--- START ---

PR #237, opened 2021-04-30
Avoid unnecessarily restarting Bing Maps sessions

nithinp7:
There was some confusion in a previous attempt to implement this, but now I think it works.

### DIFF
--- a/Cesium3DTiles/src/BingMapsRasterOverlay.cpp
+++ b/Cesium3DTiles/src/BingMapsRasterOverlay.cpp
@@ -15,6 +15,7 @@
 #include <optional>
 #include <rapidjson/document.h>
 #include <rapidjson/pointer.h>
+#include <unordered_map>
 #include <utility>
 #include <vector>
 
@@ -30,12 +31,7 @@ struct CreditAndCoverageAreas {
   std::vector<CoverageArea> coverageAreas;
 };
 
-struct SessionCacheItem {
-  std::string metadataUrl;
-  std::vector<std::byte> responseData;
-};
-
-std::vector<SessionCacheItem> sessionCache;
+std::unordered_map<std::string, std::vector<std::byte>> sessionCache;
 } // namespace
 
 using namespace CesiumAsync;
@@ -242,7 +238,7 @@ namespace {
  * {
  *   "imageryProviders": [
  *     {
- *       "attribution": "� 2021 Microsoft Corporation",
+ *       "attribution": "© 2021 Microsoft Corporation",
  *       "coverageAreas": [
  *         { "bbox": [-90, -180, 90, 180], "zoomMax": 21, "zoomMin": 1 }
  *       ]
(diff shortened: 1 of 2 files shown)


Cesium3DTiles/src/BingMapsRasterOverlay.cpp
```diff
@@ -235,7 +242,7 @@ namespace {
  * {
  *   "imageryProviders": [
  *     {
- *       "attribution": "� 2021 Microsoft Corporation",
+ *       "attribution": "� 2021 Microsoft Corporation",
```
kring, line 245: Was this change intentional?

Cesium3DTiles/src/BingMapsRasterOverlay.cpp
```diff
@@ -352,73 +439,15 @@ BingMapsRasterOverlay::createTileProvider(
...
-            if (urlTemplate.empty()) {
-              SPDLOG_LOGGER_ERROR(
-                  pLogger,
-                  "Bing Maps tile imageUrl is missing or empty.");
-              return nullptr;
-            }
+            SessionCacheItem& item = sessionCache.emplace_back();
+            item.metadataUrl = metadataUrl;
+            item.responseData.resize(responseSize);
+            std::memcpy(item.responseData.data(), responseBuffer, responseSize);
```
kring, line 448: I think these two lines can be replaced with:
```
item.responseData = pResponse->data();
```

Worst case, this will definitely work:

```
item.responseData = std::vector<std::byte>(pResponse->data().begin(), pResponse->data().end());
```

Cesium3DTiles/src/BingMapsRasterOverlay.cpp
```diff
@@ -29,6 +29,13 @@ struct CreditAndCoverageAreas {
   Cesium3DTiles::Credit credit;
   std::vector<CoverageArea> coverageAreas;
 };
+
+struct SessionCacheItem {
+  std::string metadataUrl;
+  std::vector<std::byte> responseData;
+};
+
+std::vector<SessionCacheItem> sessionCache;
```
kring, line 38: Why not use `std::unordered_map<std::string, std::vector<std::byte>>` instead?

kring (commented):
Looks good, I just have some small suggestions to clean up the code a little.

Cesium3DTiles/src/BingMapsRasterOverlay.cpp
nithinp7: That's a good point. I remember being told it's sometimes good to be semantically clear by naming the inner types instead of parameterizing unnamed types as in: `<std::string, std::vector<std::byte>>`. But I wasn't sure when that principle is applicable and when it's unnecessary, I'll change this to an unordered_map!

Cesium3DTiles/src/BingMapsRasterOverlay.cpp
nithinp7: I changed it back to the copyright sign but it still marks the line as changed even though I can't tell what the difference is. I even tried copy-pasting the old version back in, but git doesn't detect that anything's changed. Do you have any idea what might be going on?

nithinp7:
@kring I applied your review suggestions I think this is ready now. The only thing is the extraneous change in the one comment with the copyright sign, I can't tell why it's still marked as changed after I copy-pasted in the old comment.

Cesium3DTiles/src/BingMapsRasterOverlay.cpp
kring: Yeah that's true. Using `std::vector<SessionCacheItem>` is definitely much better than using `std::vector<std::pair<std::string, std::vector<std::byte>>>` for example. But since sessionCache is truly a map, it's certainly ok to use a map type here. The little we lose by being unable to name the key and value are more than made up for by the conceptual clarity of using an actual map, IMO.

kring:
Thanks @nithinp7!

PR #238, opened 2021-05-03
Remove redundant `hasRootObject` from writeJsonValue

Samulus:
This parmaeter is ultimately unnecessary. The caller should be responsible
for ensuring that the CesiumGltf::JsonWriter state is balanced before calling
writeJsonValue. This should simplify our internal API.


kring:
Thanks @Samulus!

PR #242, opened 2021-05-06
Fix memory leak in GltfReader.cpp

Samulus:
`pImage` isn't being freed after being copied. This fixes that leak: We're running into out of memory crashes without it :grimacing:


kring:
Oh wow, thanks for noticing this one!

kring:
This definitely deserves a mention in CHANGES.md. Can someone please add it? Also it would be slightly better to use `stbi_image_free` instead of `free` (even though they're equivalent).

baothientran:
whoops sorry for miss this, I will update it right away

PR #243, opened 2021-05-07
Match draco indices to gltf if indices accessor doesn't match with draco

baothientran:
The asset to reproduce the error can be found in this forum post https://community.cesium.com/t/cesium-ion-data-crashes-in-unreal-engine/13523


kring:
Thanks @baothientran.

PR #245, opened 2021-05-12
Fix development package crash when shut down

baothientran:
Explicitly set `RasterOverlayProvider` owned by `RasterOverlay` to be `nullptr` instead of letting `unique_ptr` destructor get called implicitly. If we let `unique_ptr()` destructor called implicitly, `_pTileProvider` will get destructed first, but it will never set to be `nullptr`. So when `_pPlaceholder` is destroyed, its `_pPlaceholder` tile and _tiles member destructor will retrieve _pTileProvider instead of _pPlaceholder and it crashes

### DIFF
--- a/CHANGES.md
+++ b/CHANGES.md
@@ -10,6 +10,8 @@
 
 ##### Fixes :wrench:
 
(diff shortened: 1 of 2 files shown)


kring:
Thanks @baothientran! I'm going to include this in the hotfix release.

--- END ---

Read the data above. Pull out each line in which the string "will" appears.

▶ [Your response]
Worst case, this will definitely work:
whoops sorry for miss this, I will update it right away
Explicitly set `RasterOverlayProvider` owned by `RasterOverlay` to be `nullptr` instead of letting `unique_ptr` destructor get called implicitly. If we let `unique_ptr()` destructor called implicitly, `_pTileProvider` will get destructed first, but it will never set to be `nullptr`. So when `_pPlaceholder` is destroyed, its `_pPlaceholder` tile and _tiles member destructor will retrieve _pTileProvider instead of _pPlaceholder and it crashes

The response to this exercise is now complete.